Jay Wexler
Professor
Boston University School of Law
Professor Jay Wexler has taught at Boston University School of Law since 2001. His scholarship focuses on church-state law, constitutional law, environmental law, and marijuana law. His articles, essays, and reviews have been published in the BYU Law Review, George Washington Law Review, Georgetown Law Journal, Minnesota Law Review, Texas Law Review, Vanderbilt Law Review, Washington University Law Review, and William and Mary Law Review, among other places.
Professor Wexler is also the author of seven books. His most recent volume, Weed Rules: Blazing the Way to a Just and Joyful Marijuana Policy, was published by University of California Press in April 2023. His prior book, Our Non-Christian Nation: How Atheists, Satanists, Pagans, and Others are Demanding Their Rightful Place in Public Life, was published in 2019 by Redwood Press, the trade imprint of Stanford University Press, and won a 2019 Independent Publishers Gold Medal award in the Religion category. Wexler’s other books have focused on topics such as the environmental impacts of religious practices around the world and quirky but important clauses in the U.S. Constitution. In addition, Wexler writes legal fiction and has published a novel, Tuttle in the Balance, about a Supreme Court justice having a mid-life crisis. Professor Wexler’s shorter pieces have appeared in places like the Boston Globe, Huffington Post, McSweeney’s Internet Tendency, Mental Floss, The New Yorker, Newsweek, Salon, Slate, Spy, USA Today, and Vox.
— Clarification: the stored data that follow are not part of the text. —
PR #7407, opened 2025-09-05
Outbox Transaction also needs to implement IAsyncDisposable

danielmarbach:


src/NServiceBus.Core/Reliability/Outbox/OutboxTransaction.cs
```diff
@@ -7,7 +7,7 @@ namespace NServiceBus.Outbox;
 /// <summary>
 /// Transaction in which storage operations must enlist to be consistent with the outbox operations.
 /// </summary>
-public interface IOutboxTransaction : IDisposable
+public interface IOutboxTransaction : IDisposable, IAsyncDisposable
```
ramonsmits, line 10: This change will likely result in broken downstreams but as we're working on master and that is v10 I would be fine with merging this in a breaking way.

src/NServiceBus.Core/Persistence/Learning/LearningSynchronizedStorageSession.cs
```diff
@@ -13,6 +13,11 @@ class LearningSynchronizedStorageSession : ICompletableSynchronizedStorageSessio
 {
     public void Dispose()
     {
+        if (sagaFiles.Count == 0)
```
ramonsmits, line 16: ⚜️ boyscout rule 💪

src/NServiceBus.Core/Persistence/Learning/SagaPersister/SagaStorageFile.cs
```diff
@@ -29,6 +31,11 @@ public void Dispose()
 
     public async ValueTask DisposeAsync()
     {
+        if (fileStream is null)
+        {
+            return;
+        }
```
ramonsmits, line 37: In this context we know dispose is never invoked multiple times OR ran in parallel but usually the pattern is to ensure `isDisposed` is set ASAP to prevent more-than-once invocation of the dispose methods.

For readability I would suggest:
```suggestion
		var isDisposed = fileStream is null;
        if (isDisposed)
        {
            return;
        }
```

The rest of the method isn't great but its existing code and not really bad either...

ramonsmits (approved):
Nice refactoring!

src/NServiceBus.Core/Reliability/Outbox/OutboxTransaction.cs
danielmarbach: My plan was to follow through with a new alpha

src/NServiceBus.Core/Persistence/Learning/SagaPersister/SagaStorageFile.cs
danielmarbach: Yeah, but this appears to be more of a style change and still achieves the same. Given that the other places also do a quick invariant check and then return without introducing a bool flag, the current version seems fine.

Wexler speaks on church-state and other constitutional issues across the United States and internationally. In the fall of 2022, he spent six weeks as a visiting scholar at the Jigme Singye Wangchuck School of Law, the first and only law school in the Kingdom of Bhutan, and returned there to teach a course in comparative free speech law in the fall of 2024. Wexler has previously taught US Constitutional Law on a Fulbright Fellowship at the University of Buenos Aires, constitutional civil liberties at the University of Lyon 3, and church-state law on a Fulbright Fellowship at Jagiellonian University in Krakow, Poland. He has delivered lectures on constitutional and environmental topics in Bangkok, Hanoi, Madrid, Moscow, Oslo, Santiago, Tallinn, and Warsaw. In addition, Professor Wexler has appeared as a church-state law expert in the documentary film Hail Satan? which premiered at the Sundance Film Festival in 2018, and in an episode of the Emmy award winning A&E series Leah Remini: Scientology and the Aftermath.
Before coming to BU Law, Professor Wexler worked as a law clerk for Judge David Tatel on the DC Circuit Court of Appeals and Justice Ruth Bader Ginsburg at the United States Supreme Court. From 1999 to 2001, he was an attorney advisor at the Office of Legal Counsel in the Department of Justice where he provided advice on constitutional and statutory issues to various members of the executive branch.